## [ACTIVITY]
Leave out every line that comes before the one containing "Create more categories for tag settings", and reproduce the rest of the listing below exactly, through its last line.

START RECORDED INFORMATION

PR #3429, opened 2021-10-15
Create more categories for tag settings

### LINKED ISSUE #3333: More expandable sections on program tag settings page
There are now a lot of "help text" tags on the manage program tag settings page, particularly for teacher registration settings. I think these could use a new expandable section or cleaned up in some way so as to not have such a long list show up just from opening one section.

END RECORDED INFORMATION

## [OUTPUT FOR THIS TASK]
Create more categories for tag settings

### LINKED ISSUE #3333: More expandable sections on program tag settings page
There are now a lot of "help text" tags on the manage program tag settings page, particularly for teacher registration settings. I think these could use a new expandable section or cleaned up in some way so as to not have such a long list show up just from opening one section.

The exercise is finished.